§ What is required
From the listing below, count the lines that contain the string "because", then state only that number.

§ Records supplied
☆ ☆ ☆
PR #900, opened 2021-03-18
overlay/growfs: handle broken lsblk in el8

jlebon:
Sometimes `lsblk` returns devices in the wrong order, so we can't rely
on it to iterate over the devices in hierarchical order. Instead, use
the `holders/` directory ourselves directly and use `--nodeps` when
calling `lsblk`.

See: https://bugzilla.redhat.com/show_bug.cgi?id=1934174#c4
See: https://bugzilla.redhat.com/show_bug.cgi?id=1940607
See: https://github.com/coreos/coreos-installer/pull/453


jlebon:
(And yes, we want to rewrite this into a compiled language eventually. At the very least so we can use `lsblk --json` instead. See discussions in https://github.com/coreos/fedora-coreos-tracker/issues/570.)

travier (approved):
Weak LGTM from me (no testing). The eval calls make me sad 😢

mike-nguyen:
Tested the nvme and non nvme case.  Both successfully grew to fill the disk.

PR #901, opened 2021-03-18
[next-devel] lockfile: refresh after manifest changes

jlebon:
(cherry picked from commit 33cedaf13dc23521bb72be4c0c9c64cd0f84f4ef)


jlebon:
Lockfiles aren't automatically shared between `testing-devel` and `next-devel`. Alternatively, the next successful `bump-lockfile` run would also add it when it updates the lockfile.

bgilbert (approved):

Issue #805, opened 2021-01-05
Copy rootfs Ignition mountOptions to rootflags karg


bgilbert:
> Hmm, I think if we have magic for reprovisioning root, then we should also just handle `mount_options` too and translate that into `rootflags`. This is similar to how `with_mount_unit` also injects the mount options into the unit.

_Originally posted by @jlebon in https://github.com/coreos/fedora-coreos-config/pull/503#issuecomment-739967090_

PR #903, opened 2021-03-19
overlay: always use prjquota for XFS rootfs

jlebon:
By default, we use `prjquota` for the rootfs for container orchestrators
to monitor and set drive space limits.

However, with the added support for rootfs reprovisioning, we made this
conditional on the rootfs not being reprovisioned, with the assumption
that you can just set whatever options you'd like instead. Though
actually doing that is really awkward right now, and it requires
surfacing prjquota in user documentations (see
https://bugzilla.redhat.com/show_bug.cgi?id=1940704#c2).

Since AFAICT `prjquota` doesn't actually have any significant overhead,
let's just simplify the messaging to: we *always* enable prjquota on XFS
root filesystems. Users who want to override this can fallback to
`rpm-ostree kargs` (and eventually once we have
https://github.com/coreos/fedora-coreos-config/issues/805, to
`mountOptions: []`).

Resolves: https://bugzilla.redhat.com/show_bug.cgi?id=1940704

### DIFF
--- a/tests/kola/root-reprovision/filesystem-only/test.sh
+++ b/tests/kola/root-reprovision/filesystem-only/test.sh
@@ -2,15 +2,24 @@
 # kola: {"platforms": "qemu", "minMemory": 4096}
 set -xeuo pipefail
 
+ok() {
+    echo "ok" "$@"
+}
+
+fatal() {
+    echo "$@" >&2
+    exit 1
+}
+
 fstype=$(findmnt -nvr / -o FSTYPE)
 [[ $fstype == ext4 ]]
+ok "source is ext4"
 
 case "${AUTOPKGTEST_REBOOT_MARK:-}" in
   "")
       # check that the partition was grown
       if [ ! -e /run/ignition-ostree-growfs.stamp ]; then
-          echo "ignition-ostree-growfs did not run"
-          exit 1
+          fatal "ignition-ostree-growfs did not run"
       fi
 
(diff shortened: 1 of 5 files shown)


tests/kola/root-reprovision/filesystem-only/test.sh
```diff
@@ -15,6 +15,12 @@ fstype=$(findmnt -nvr / -o FSTYPE)
 [[ $fstype == ext4 ]]
 ok "source is ext4"
 
+rootflags=$(findmnt /sysroot -no OPTIONS)
+if ! grep prjquota <<< "${rootflags}"; then
+    fatal "missing prjquota in root mount flags: ${rootflags}"
+fi
+ok "root mounted with prjquota"
```
arithx: The root filesystem in this test is `ext4`, isn't this `prjquota` change only for `xfs` filesystems?

jlebon: Heh yeah, just saw the CI failure for this. Pushed an update!

arithx (approved):

cgwalters:
Nice work on this!  Hmm.  Definitely a bit of a philosophical issue here.  I feel like if we could go back to the start, arguably we might have not enabled `prjquota` at all by default and had higher level systems (OpenShift, etc.) explicitly enable it internally.  But, that ship has definitely sailed.

PR #904, opened 2021-03-19
overlay: propagate rootfs mountOptions to rootflags karg

### LINKED ISSUE #805: Copy rootfs Ignition mountOptions to rootflags karg

jlebon:
Right now, specifying `mountOptions` for the rootfs in the Ignition
config is ignored. To fix that, we simply need to have
`coreos-rootflags` inspect the Ignition config if the rootfs was
reprovisioned and extract the field.

This then takes effect on first boot (via
`ignition-ostree-mount-sysroot.sh` calling out to it) and subsequent
boots (via `rdcore rootmap` calling out to `coreos-rootflags`).

Closes: https://github.com/coreos/fedora-coreos-config/issues/805

### DIFF
--- a/tests/kola/root-reprovision/filesystem-only/test.sh
+++ b/tests/kola/root-reprovision/filesystem-only/test.sh
@@ -15,6 +15,12 @@ fstype=$(findmnt -nvr / -o FSTYPE)
 [[ $fstype == ext4 ]]
 ok "source is ext4"
 
+rootflags=$(findmnt /sysroot -no OPTIONS)
+if ! grep debug <<< "${rootflags}"; then
+    fatal "missing debug in root mount flags: ${rootflags}"
+fi
+ok "root mounted with debug"
+
 case "${AUTOPKGTEST_REBOOT_MARK:-}" in
   "")
       # check that the partition was grown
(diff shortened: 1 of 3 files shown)


tests/kola/root-reprovision/filesystem-only/test.sh
```diff
@@ -15,6 +15,12 @@ fstype=$(findmnt -nvr / -o FSTYPE)
 [[ $fstype == ext4 ]]
 ok "source is ext4"
 
+rootflags=$(findmnt /sysroot -no OPTIONS)
+if ! grep debug <<< "${rootflags}"; then
```
cgwalters, line 19: Unrelated, https://stackoverflow.com/a/35924143/12240197 is faster for this.

cgwalters (approved):
Nice!

bgilbert (approved):

tests/kola/root-reprovision/filesystem-only/test.sh
jlebon: Ahhh yup, that'd be a good use of bash's built-in regex support.

PR #906, opened 2021-03-19
overrides: move to locking by source RPM

jlebon:
This is just much more natural and easier to maintain.


jlebon:
This works on top of https://github.com/coreos/fedora-coreos-config/pull/884. (It doesn't strictly require it, but we can get that one in right now until this one is ready.)

jlebon:
Requires: https://github.com/coreos/rpm-ostree/pull/2680

travier (approved):

jlebon:
And of course, this will also require tweaks to `coreos-koji-tagger` and `download-overrides.py` to support this.

jlebon:
I was hacking on this and was pretty far along updating all of the GitHub Action, `download-overrides.py`, and `coreos-koji-tagger` to handle SRPMs correctly, but it's messy because SRPMs are pure strings in the RPM headers and not easy to work with in queries, etc... It also opens the door for correctly handling corner-cases like "what if an SRPM update also changes a binary RPM package name?".

Anyway, I think a good 80% of lockfile pain was addressed in https://github.com/coreos/fedora-coreos-config/pull/884. I think efforts are better spent improving other parts of the release process at this point.

PR #909, opened 2021-03-26
buildroot: Add jq

cgwalters:
This is used by rpm-ostree's CI; add it to the buildroot for
the same reason we ship it in FCOS.


bgilbert (approved):
LGTM

jlebon:
RAID reprovisioning test flaked. But for the buildroot stuff I think we can skip CI since it's not covered at all.

PR #292, opened 2020-03-10
overrides: fasttrack podman-1.8.1-0.7.rc4.fc31

dustymabe:
This release candidate contains a fix for a bug that can
leave rootless podman inoperable on a system. I've hit it
twice in the past 3 weeks: https://github.com/containers/libpod/issues/5306

PR #910, opened 2021-03-26
Move next-devel to cgroupsv2 for new nodes

jlebon:
All we need to do is to make the associated karg be specific to
`testing-devel` by uplisting it to `image.yaml`. Then `next-devel` will
naturally shed it when `image-base.yaml` gets synced over.

See: https://github.com/coreos/fedora-coreos-tracker/issues/292

### DIFF
--- a/tests/kola/misc-ro
+++ b/tests/kola/misc-ro
@@ -150,3 +150,26 @@ if ! grep prjquota <<< "${rootflags}"; then
     fatal "missing prjquota in root mount flags: ${rootflags}"
 fi
 ok "root mounted with prjquota"
+
+has_cgroup_karg=1
+grep -q systemd.unified_cgroup_hierarchy /proc/cmdline || has_cgroup_karg=0
+sys_fs_cgroup_source=$(findmnt -no SOURCE /sys/fs/cgroup)
+stream=$(rpm-ostree status -b --json | jq -r '.deployments[0]["base-commit-meta"]["fedora-coreos.stream"]')
+case "$stream" in
+    "testing-devel" | "testing" | "stable")
+        if [ $has_cgroup_karg == 0 ]; then
+            fatal "missing systemd.unified_cgroup_hierarchy=0"
+        fi
+        if [[ $sys_fs_cgroup_source != tmpfs ]]; then
+            fatal "/sys/fs/cgroup is not tmpfs"
+        fi
+        ;;
+    *)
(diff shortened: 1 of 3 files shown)


jlebon:
Requires: https://github.com/coreos/fedora-coreos-releng-automation/pull/134

Hold until there's agreement in #292 on timing.

cgwalters:
A quick `misc-ro.sh` addition would be good here.

jlebon:
> A quick `misc-ro.sh` addition would be good here.

Yeah... it's a little tricky because the tests are *also* shared, so we need to make it conditional on the stream name, which can be confusing. Anyway, pushed something, but didn't test it. We can circle back to this when we're ready to get it in.

tests/kola/misc-ro
```diff
@@ -150,3 +150,26 @@ if ! grep prjquota <<< "${rootflags}"; then
     fatal "missing prjquota in root mount flags: ${rootflags}"
 fi
 ok "root mounted with prjquota"
+
+has_cgroup_karg=1
+grep -q systemd.unified_cgroup_hierarchy /proc/cmdline || has_cgroup_karg=0
+sys_fs_cgroup_source=$(findmnt -no SOURCE /sys/fs/cgroup)
+stream=$(rpm-ostree status -b --json | jq -r '.deployments[0]["base-commit-meta"]["fedora-coreos.stream"]')
```
cgwalters, line 157: This is 100% completely fine by me, but we could also just
```
fmajor=$(. /usr/lib/os-release && echo ${VERSION_ID})`
if test "${fmajor}" -ge 34; then test_cgroups_v2(); else test_cgroups_v1(); fi
```
or so right?

jlebon: No, because the cgroupsv2 move won't necessarily be perfectly coupled with the f34 rebase. See https://github.com/coreos/fedora-coreos-tracker/issues/292#issuecomment-807359150.

travier (approved):

jlebon:
OK, I've verified that this passes on `next-devel` as well, so this is ready to go! (This leads to an interesting question of whether CI should include `next-devel` testing where it first promotes the changes in the PR a-la-config-bot.)

jlebon:
We probably should merge https://github.com/coreos/fedora-coreos-config/pull/931 first to be safe.

dustymabe (approved):
LGTM

PR #911, opened 2021-03-26
buildroot: Add attr

cgwalters:
ostree's tests depend on this, it's tiny and useful.


cgwalters:
(Actually I think we should split pure *build* requirements from test requirements here too...and *potentially* even consider splitting the container images.  But we can circle back to that later)

cgwalters:
/override continuous-integration/jenkins/pr-merge
not covered by this CI and can't affect the main build.

bgilbert (approved):

jlebon (approved):

PR #916, opened 2021-03-29
buildroot: add dumb-init

jlebon:
We want this, just like we had for the cosa buildroot image. At least
until this becomes built into k8s and we can just request it via the pod
manifest.


cgwalters (approved):
Looks like a smart idea.

PR #917, opened 2021-03-29
ci/buildroot: default to builder user

jlebon:
Let's match cosa's default of using an unprivileged builder user for
builds. Projects which really want to can request uid 0 via
`runAsUser:`.

Add `wheel` access to make it nicer for local development.


cgwalters (approved):
Ideally...ideally...these images would run out of the box with `toolbox`.  We don't need a static uid for our stuff.  And OpenShift already supports dynamically choosing a uid.  But, there's a `podman` shaped gap here.

It kind of argues for draining at least bits toolbox into podman.

Anyways LGTM

jlebon:
Note this was reverted in https://github.com/coreos/fedora-coreos-config/pull/932.

PR #923, opened 2021-03-31
ci/buildroot: set WORKDIR to /home/builder

jlebon:
The `builder` user doesn't have permissions to access `/root`.
Should've been part of #917.


sohankunkerkar (approved):
LGTM

arithx (approved):

PR #926, opened 2021-04-01
overlay: helper service for warning about cgroupsv1

miabbott:
This will check if a system is still using cgroupsv1 and generate a
message to be printed as part of CLHM.

### DIFF
--- a/overlay.d/15fcos/usr/lib/systemd/system/coreos-check-cgroups.service
+++ b/overlay.d/15fcos/usr/lib/systemd/system/coreos-check-cgroups.service
@@ -1,0 +1,11 @@
+# This service is used for printing a message if
+# cgroups v1 is still being used
+[Unit]
+Description=Check if cgroupsv1 is still being used
+ConditionControlGroupController=v1
+[Service]
+Type=oneshot
+ExecStart=/usr/libexec/coreos-check-cgroups.sh
+RemainAfterExit=yes
+[Install]
+WantedBy=multi-user.target
--- a/overlay.d/15fcos/usr/libexec/coreos-check-cgroups.sh
+++ b/overlay.d/15fcos/usr/libexec/coreos-check-cgroups.sh
@@ -1,0 +1,25 @@
+#!/usr/bin/bash
+# This script checks if the system is still using cgroups v1
+# and prints a message to the serial console.
+
+# Change the output color to yellow
+warn=$(echo -e '\033[0;33m')
+# No color
+nc=$(echo -e '\033[0m')
+
+motd_path=/run/motd.d/30_cgroupsv1_warning.motd
+
+cat << EOF > "${motd_path}"
+${warn}
+############################################################################
+WARNING: This system is using cgroups v1. For increased reliability
+it is strongly recommended to migrate this system and your workloads
+to use cgroups v2. For instructions on how to adjust kernel arguments
+to use cgroups v2, see:
+https://docs.fedoraproject.org/en-US/fedora-coreos/kernel-args/
+
+To disable this warning, use:
+sudo systemctl disable coreos-check-cgroups.service
+############################################################################
+${nc}
+EOF
--- a/overlay.d/15fcos/usr/lib/systemd/system-preset/45-fcos.preset
+++ b/overlay.d/15fcos/usr/lib/systemd/system-preset/45-fcos.preset
@@ -3,3 +3,5 @@ enable fedora-coreos-pinger.service
 # Provide information if no ignition is provided
 enable coreos-check-ignition-config.service
 enable coreos-check-ssh-keys.service
+# Check if cgroupsv1 is still being used
+enable coreos-check-cgroups.service


miabbott:
Saw the suggestion from @dustymabe in the community meeting, so decided to take a stab at something.

Bikeshedding welcome :wink:

overlay.d/15fcos/usr/libexec/coreos-check-cgroups.sh
```diff
@@ -0,0 +1,20 @@
+#!/usr/bin/bash
+# This script checks if the system is still using cgroupsv1
+# and prints a message to the serial console.
+
+# Change the output color to yellow
+warn='\033[0;33m'
+# No color
+nc='\033[0m'
+
+if grep -q systemd.unified_cgroup_hierarchy=0 /proc/cmdline; then
```
cgwalters: It'd be more efficient to do `ConditionKernelCommandLine=systemd.unified_cgroup_hierarchy=0` and have systemd do the check.

overlay.d/15fcos/usr/libexec/coreos-check-cgroups.sh
```diff
@@ -0,0 +1,20 @@
...
+   echo -e "${warn}cgroups: This system is still using cgroupsv1.${nc}" > /etc/issue.d/30_cgroups_info.issue
```
cgwalters: An...issue...with this is that `/etc` is persistent - so if in response to this the admin fixes it via `rpm-ostree kargs ...`, the warning will persist.

We have a `/run/motd.d` (though that's motd vs issue, but I assume motd is fine).

Alternatively you could remove the file if the condition isn't met (though that conflicts with the above suggestion).

overlay.d/15fcos/usr/libexec/coreos-check-cgroups.sh
```diff
@@ -0,0 +1,20 @@
...
+   echo -e "${warn}cgroups: Consider migrating your system + workloads to cgroupsv2.${nc}" >> /etc/issue.d/30_cgroups_info.issue
```
cgwalters: Running multiple append commands can mean that the file is only partially written; unfortunately bash doesn't expose an `O_TMPFILE` helper but it'd be a bit better to do e.g.:
```
cat > /etc/issue.d/30_cgroups_info.issue << EOF
${warn}cgroups: ...
${warn}cgroups ...
...
EOF
```

overlay.d/15fcos/usr/libexec/coreos-check-cgroups.sh
miabbott: Excellent suggestion, will take it!

overlay.d/15fcos/usr/libexec/coreos-check-cgroups.sh
miabbott: I'll try the `/run/motd.d` approach.

overlay.d/15fcos/usr/libexec/coreos-check-cgroups.sh
miabbott: I tried using a heredoc for this, but the text didn't get colored as expected.  I'll experiment some more with it.

overlay.d/15fcos/usr/libexec/coreos-check-cgroups.sh
kelvinfan001: With https://github.com/coreos/fedora-coreos-config/pull/765/commits/fa29cd6fc3e9e7eab4bc763c517e986660ee4998, MOTDs in `/run/motd.d` will be displayed upon login via console as well (in addition to via ssh), so this approach should work.

miabbott:
Pushed a new version that uses `ConditionKernelCommandLine` and a workaround for colored text via heredoc :arrow_up: 

Successfully tested locally with SSH/console login with kernel arg present/absent.

overlay.d/15fcos/usr/libexec/coreos-check-cgroups.sh
```diff
@@ -0,0 +1,21 @@
...
+# See: https://stackoverflow.com/a/24701349 
+cat << EOF > /run/motd.d/30_cgroups_info.motd
+$(echo -e "${warn}cgroups: This system is still using cgroupsv1.${nc}")
+$(echo -e "${warn}cgroups: Consider migrating your system + workloads to cgroupsv2.${nc}")
+$(echo -e "${warn}cgroups: See https://github.com/coreos/fedora-coreos-tracker/issues/292 for more information.${nc}")
+EOF
+
+# Ask all running agetty instances to reload and update their
+# displayed prompts in case this script was run before agetty.
+/usr/sbin/agetty --reload
```
kelvinfan001: Now that we're using `/run/motd.d`, I think we don't need to bother `agetty` anymore, since MOTDs are taken care of by `login` (if login via console) or `pam_motd` (if login via ssh).

overlay.d/15fcos/usr/lib/systemd/system/coreos-check-cgroups.service
```diff
@@ -0,0 +1,11 @@
+# This service is used for printing a message if
+# cgroupsv1 is still being used
+[Unit]
+Description=Check if cgroupsv1 is still being used
+ConditionKernelCommandLine=systemd.unified_cgroup_hierarchy=0
```
jlebon: Hmm, I don't think we should run this on every boot. There needs to be a way for the user to squash the warning while staying on cgroups v1. So maybe... let's use a stamp file in `/var` here + `ConditionPathExists=!...` to make sure we just run once, go back to using `/etc` for the motd, and include instructions in the motd for how to delete it (similar to [this one](https://github.com/coreos/fedora-coreos-config/blob/01c6d01cca73c87688529c3db81aadb81e830a51/overlay.d/05core/usr/lib/dracut/modules.d/40ignition-ostree/coreos-check-rootfs-size#L28-L29)) ?

overlay.d/15fcos/usr/libexec/coreos-check-cgroups.sh
```diff
@@ -0,0 +1,17 @@
...
+# No color
+nc='\033[0m'
+
+# `cat` doesn't know how to interpret escape sequences so workaround
+# it by using `echo` inside the heredoc
+# See: https://stackoverflow.com/a/24701349 
+cat << EOF > /run/motd.d/30_cgroups_info.motd
+$(echo -e "${warn}cgroups: This system is still using cgroupsv1.${nc}")
+$(echo -e "${warn}cgroups: Consider migrating your system + workloads to cgroupsv2.${nc}")
+$(echo -e "${warn}cgroups: See https://github.com/coreos/fedora-coreos-tracker/issues/292 for more information.${nc}")
```
jlebon: We have [fresh docs](https://github.com/coreos/fedora-coreos-docs/pull/269) (which will soon appear in https://docs.fedoraproject.org/en-US/fedora-coreos/kernel-args/ once the site regens) for how to move to cgroups v2. Let's link to that instead?

Hmm, related to that, not sure if apart from the karg change whether there are any manual steps for e.g. migrating containers. In that case, we should probably add that to the docs too (even if it's just "you'll have to nuke all your container stores").

jlebon (commented):
Thanks for doing this!

Two comments, but idea LGTM otherwise. I think we should hold this though until we rebase to f34 because until then there's at least one good reason to still be on cgroupsv1 (moby-engine).

miabbott:
@jlebon using your suggestions, I still see the following use case:

- system boots with cgroupsv1
- service runs, writes stamp, writes `/etc` motd
- user logs in, sees warning message
- user deletes cgroupsv1 karg
- system reboots into cgroupsv2
- service doesn't run due to missing karg + stamp, but `/etc/` motd exists
- user logs in and sees warning message

This makes the move to cgroupsv2 kind of a two step process (removing karg, removing motd)

Maybe I have the logic wrong, but I wanted to understand if this is what you intended

jlebon:
> @jlebon using your suggestions, I still see the following use case:
> 
>     * system boots with cgroupsv1
> 
>     * service runs, writes stamp, writes `/etc` motd
> 
>     * user logs in, sees warning message
> 
>     * user deletes cgroupsv1 karg
> 
>     * system reboots into cgroupsv2
> 
>     * service doesn't run due to missing karg + stamp, but `/etc/` motd exists
> 
>     * user logs in and sees warning message
> 
> 
> This makes the move to cgroupsv2 kind of a two step process (removing karg, removing motd)
> 
> Maybe I have the logic wrong, but I wanted to understand if this is what you intended

Hmm yeah, I think you're correct. OK, WDYT about this: we drop the stamp file and we go back to `/run` and the instruction to disable the warning is simply `systemctl disable ...`?

overlay.d/15fcos/usr/libexec/coreos-check-cgroups.sh
```diff
@@ -0,0 +1,23 @@
...
+
+# Change the output color to yellow
+warn=$(echo -e '\033[0;33m')
+# No color
+nc=$(echo -e '\033[0m')
+
+motd_path=/etc/motd.d/30_cgroupsv1_warning.motd
+
+# `cat` doesn't know how to interpret escape sequences so workaround
+# it by using `echo` inside the heredoc
```
jlebon: This is no longer true. :)

overlay.d/15fcos/usr/libexec/coreos-check-cgroups.sh
```diff
@@ -0,0 +1,23 @@
...
+# See: https://stackoverflow.com/a/24701349 
+cat << EOF > "${motd_path}"
+${warn}
+cgroups: This system is still using cgroupsv1.
```
jlebon: Could we use the same warning format as in https://github.com/coreos/fedora-coreos-config/blob/01c6d01cca73c87688529c3db81aadb81e830a51/overlay.d/05core/usr/lib/dracut/modules.d/40ignition-ostree/coreos-check-rootfs-size to be consistent? (And also makes it easier to stay within the 80 char limit).

overlay.d/15fcos/usr/libexec/coreos-check-cgroups.sh
```diff
@@ -0,0 +1,23 @@
...
+cgroups: Consider migrating your system + workloads to cgroupsv2.
+cgroups: See the docs about removing kernel arguments https://docs.fedoraproject.org/en-US/fedora-coreos/kernel-args/ for more information.
```
jlebon: Maybe with the URL on a newline? E.g. something like:

```suggestion
For instructions on how to modify kernel arguments for cgroupsv2, see:
https://docs.fedoraproject.org/en-US/fedora-coreos/kernel-args/
```

I think we might end up having more docs for migrating. We can change the URL then.

overlay.d/15fcos/usr/libexec/coreos-check-cgroups.sh
miabbott: Sure, I was cribbing from `coreos-check-ignition-config.service` and `coreos-check-ssh-keys.service` before so that would explain the chosen format.

jlebon (dismissed):
LGTM, thanks a lot for this!

As mentioned, let's hold this until we actually move `testing-devel` to cgroupsv2.

miabbott:
Can we `/unhold` this now?

overlay.d/15fcos/usr/lib/systemd/system/coreos-check-cgroups.service
dustymabe:
```suggestion
ConditionControlGroupController=v1
```

TIL about `ConditionControlGroupController`. Seems like a better check to use here. https://www.man7.org/linux/man-pages/man5/systemd.unit.5.html

overlay.d/15fcos/usr/libexec/coreos-check-cgroups.sh
```diff
@@ -0,0 +1,24 @@
...
+cat << EOF > "${motd_path}"
+${warn}
+############################################################################
+WARNING: This system is still using cgroupsv1.  It is strongly recommended
+to migrate this system and your workloads to use cgroupsv2.
+For instructions on how to remove kernel arguments for cgroupsv2, see:
+https://docs.fedoraproject.org/en-US/fedora-coreos/kernel-args/
+
+To disable this warning, use:
+sudo systemctl disable coreos-check-cgroups.service
```
dustymabe:
```suggestion
WARNING: This system is using cgroups v1. For increased reliability
it is strongly recommended to migrate this system and your workloads
to use cgroups v2. For instructions on how to adjust kernel arguments
to use cgroups v2, see:
https://docs.fedoraproject.org/en-US/fedora-coreos/kernel-args/

To disable this warning, use:
sudo systemctl disable coreos-check-cgroups.service
```

Optional wording enhancements. Feel free to use or ignore.

dustymabe:
> Can we `/unhold` this now?

I'd say we land it at the same time we migrate `testing` to cgroups v2 by default, which should be happening soon. Let me look into when that should be.

dustymabe:
opened a PR for moving to cgroups v2: #1033

overlay.d/15fcos/usr/lib/systemd/system/coreos-check-cgroups.service
miabbott: Neat!  I'll give it a try.

dustymabe: I notice you did another push.. Did `ConditionControlGroupController=v1` work?

dustymabe (approved):
LGTM

PR #928, opened 2021-04-06
[next-devel] overrides: freeze dracut on 051 in f34/next

dustymabe:
Freeze dracut for now while we figure out the change in
networking causing the CI test failure.
https://github.com/coreos/fedora-coreos-tracker/issues/782


jlebon (approved):
Thanks!

jlebon (approved):

PR #929, opened 2021-04-06

dustymabe:

### DIFF
--- a/overlay.d/05core/usr/lib/dracut/modules.d/35coreos-live/coreos-livepxe-rootfs.sh
+++ b/overlay.d/05core/usr/lib/dracut/modules.d/35coreos-live/coreos-livepxe-rootfs.sh
@@ -30,11 +30,24 @@ elif [[ -n "${rootfs_url}" ]]; then
         echo "Please fix your PXE configuration." >&2
         exit 1
     fi
+
+    # First, reach out to the server to verify connectivity before
+    # trying to download and pipe content through other programs.
+    # Doing this allows us to retry all errors (including transient
+    # "no route to host" errors during startup), without using the
+    # --retry-all-errors, which is problematic (see curl man page)
+    # when piping the output.
+    curl_common_args="--silent --show-error --insecure --location --retry 5"
+    if ! curl --head --retry-all-errors $curl_common_args "${rootfs_url}" >/dev/null; then
+        echo "Couldn't establish connectivity with the server specified by coreos.live.rootfs_url=" >&2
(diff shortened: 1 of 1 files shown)


dustymabe:
cc @bgilbert

cgwalters (dismissed):

overlay.d/05core/usr/lib/dracut/modules.d/35coreos-live/coreos-livepxe-rootfs.sh
```diff
@@ -30,6 +30,18 @@ elif [[ -n "${rootfs_url}" ]]; then
...
         exit 1
     fi
+
+    # First, reach out to the server to verify connectivity before
+    # trying to download and pipe content through other programs.
+    # Doing this allows us to retry all errors (including transient
+    # "no route to host" errors during startup), without using the
+    # --retry-all-errors, which is problematic (see curl man page)
+    # when piping the output.
+    if ! curl --head --silent --show-error --insecure --location --retry 5 --retry-all-errors "${rootfs_url}"; then
```
jlebon: Would be good to be able to share the common args between the two `curl` invocations. Maybe simply:

```
curl_args="--silent --show-error --insecure --location --retry 5"
```

?

jlebon (dismissed):

overlay.d/05core/usr/lib/dracut/modules.d/35coreos-live/coreos-livepxe-rootfs.sh
dustymabe: done

dustymabe: done

dustymabe:
This looks good in local tests.

jlebon (approved):
LGTM! ISTM though like we should just match Ignition and retry forever instead of limiting to just 5 retries. Anyway, something we can discuss and do as a follow-up.

bgilbert (commented):
LGTM

miabbott:
@dustymabe I think this broke the `pxe-install` scenario on RHCOS; the `--retry-all-errors` option doesn't appear to be available in the RHEL version of `curl`

See this internal MR - https://gitlab.cee.redhat.com/coreos/redhat-coreos/-/merge_requests/1252

jlebon:
Follow-up in https://github.com/coreos/fedora-coreos-config/pull/964.

PR #930, opened 2021-04-06
buildroot: Blow out quay.io cache

cgwalters:
This is going to be problematic for the buildroot in
general.  Not finding docs on a mechanism to avoid
this on quay.


dustymabe (approved):
LGTM

dustymabe:
just for information purposes.. what issue did you hit/are we hitting?

cgwalters:
I thought we didn't have the latest ostree, but on second inspection it appears we do.

PR #957, opened 2021-04-13
Fix chrony misconfiguration with leap-smearing servers

mlichvar:
NTP servers provided by AWS and GCP implement a "leap smear" to
hide leap seconds from clients. When chronyd is configured with
leap-smearing servers, the leapsectz directive must be disabled to
avoid the kernel making a wrong correction of the clock at the time of
the leap second.


lucab:
@mlichvar thanks for the PR! Do you maybe have a back-reference to cross-link where this is coming from? Was this misbehavior observed in the field, reported to some issues tracker, or just casually noticed on some node at some specific FCOS version?

mlichvar:
I noticed this issue when I was looking at the chrony support in this repository to be sure it won't break with some changes I'm preparing in the Fedora chrony package.

There was no leap second since 2016, so this issue didn't have a chance to show up in real world yet.

Here are some sources:
https://aws.amazon.com/about-aws/whats-new/2017/11/introducing-the-amazon-time-sync-service/
https://developers.google.com/time/smear
https://chrony.tuxfamily.org/faq.html#_should_be_a_leap_smear_enabled_on_ntp_server

lucab:
Thanks for the proactive action then, LGTM!

lucab (approved):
☆ ☆ ☆
§ Result of this task
4